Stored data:
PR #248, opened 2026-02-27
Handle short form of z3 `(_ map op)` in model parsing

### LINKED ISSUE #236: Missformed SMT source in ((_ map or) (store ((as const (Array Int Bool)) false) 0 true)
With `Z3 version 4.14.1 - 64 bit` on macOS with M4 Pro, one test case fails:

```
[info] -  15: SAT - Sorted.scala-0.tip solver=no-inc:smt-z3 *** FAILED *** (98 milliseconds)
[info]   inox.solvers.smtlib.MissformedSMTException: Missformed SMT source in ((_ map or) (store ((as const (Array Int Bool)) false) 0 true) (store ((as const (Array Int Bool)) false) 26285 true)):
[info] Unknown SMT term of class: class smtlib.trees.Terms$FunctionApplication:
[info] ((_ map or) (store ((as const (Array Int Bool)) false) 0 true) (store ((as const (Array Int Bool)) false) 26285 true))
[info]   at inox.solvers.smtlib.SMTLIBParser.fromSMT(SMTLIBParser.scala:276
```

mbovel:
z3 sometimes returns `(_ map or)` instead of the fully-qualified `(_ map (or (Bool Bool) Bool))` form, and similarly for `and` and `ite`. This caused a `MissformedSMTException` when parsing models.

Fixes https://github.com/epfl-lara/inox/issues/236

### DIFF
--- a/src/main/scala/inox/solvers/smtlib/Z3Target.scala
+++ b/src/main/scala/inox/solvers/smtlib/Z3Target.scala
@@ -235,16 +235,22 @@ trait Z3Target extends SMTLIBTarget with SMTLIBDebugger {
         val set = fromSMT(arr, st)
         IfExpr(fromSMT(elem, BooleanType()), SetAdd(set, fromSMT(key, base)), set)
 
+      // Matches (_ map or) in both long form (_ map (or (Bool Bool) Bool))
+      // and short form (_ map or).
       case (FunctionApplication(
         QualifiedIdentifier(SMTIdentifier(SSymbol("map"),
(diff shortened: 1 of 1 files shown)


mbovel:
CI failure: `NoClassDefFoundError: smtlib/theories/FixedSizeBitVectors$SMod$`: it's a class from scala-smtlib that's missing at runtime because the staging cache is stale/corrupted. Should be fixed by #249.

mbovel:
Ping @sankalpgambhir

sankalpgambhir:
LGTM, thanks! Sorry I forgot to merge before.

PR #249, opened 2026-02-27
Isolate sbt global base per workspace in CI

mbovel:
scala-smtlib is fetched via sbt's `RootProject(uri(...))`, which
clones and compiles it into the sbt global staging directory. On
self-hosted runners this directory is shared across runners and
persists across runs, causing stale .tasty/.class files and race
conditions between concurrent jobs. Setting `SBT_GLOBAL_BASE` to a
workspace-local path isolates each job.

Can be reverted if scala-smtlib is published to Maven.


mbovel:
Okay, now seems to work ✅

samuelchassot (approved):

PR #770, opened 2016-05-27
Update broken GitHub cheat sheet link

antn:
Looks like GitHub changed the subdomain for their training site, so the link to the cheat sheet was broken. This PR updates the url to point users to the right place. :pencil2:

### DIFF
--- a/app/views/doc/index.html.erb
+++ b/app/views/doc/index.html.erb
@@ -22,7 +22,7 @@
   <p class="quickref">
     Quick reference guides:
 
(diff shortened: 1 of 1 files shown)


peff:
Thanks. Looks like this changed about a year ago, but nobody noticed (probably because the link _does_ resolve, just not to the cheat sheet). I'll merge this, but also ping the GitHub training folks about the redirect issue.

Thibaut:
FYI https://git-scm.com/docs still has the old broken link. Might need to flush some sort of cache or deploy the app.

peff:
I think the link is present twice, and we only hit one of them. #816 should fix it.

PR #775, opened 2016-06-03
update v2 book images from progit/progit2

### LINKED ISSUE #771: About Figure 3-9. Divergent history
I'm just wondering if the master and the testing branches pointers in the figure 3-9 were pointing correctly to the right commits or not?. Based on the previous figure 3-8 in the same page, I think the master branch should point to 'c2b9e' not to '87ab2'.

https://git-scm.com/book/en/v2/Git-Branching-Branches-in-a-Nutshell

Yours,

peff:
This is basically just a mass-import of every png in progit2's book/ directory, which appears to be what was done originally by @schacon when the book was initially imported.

__Task to carry out__. Give only the number of lines in the entries above that contain the string "think".

__Answer space__. 2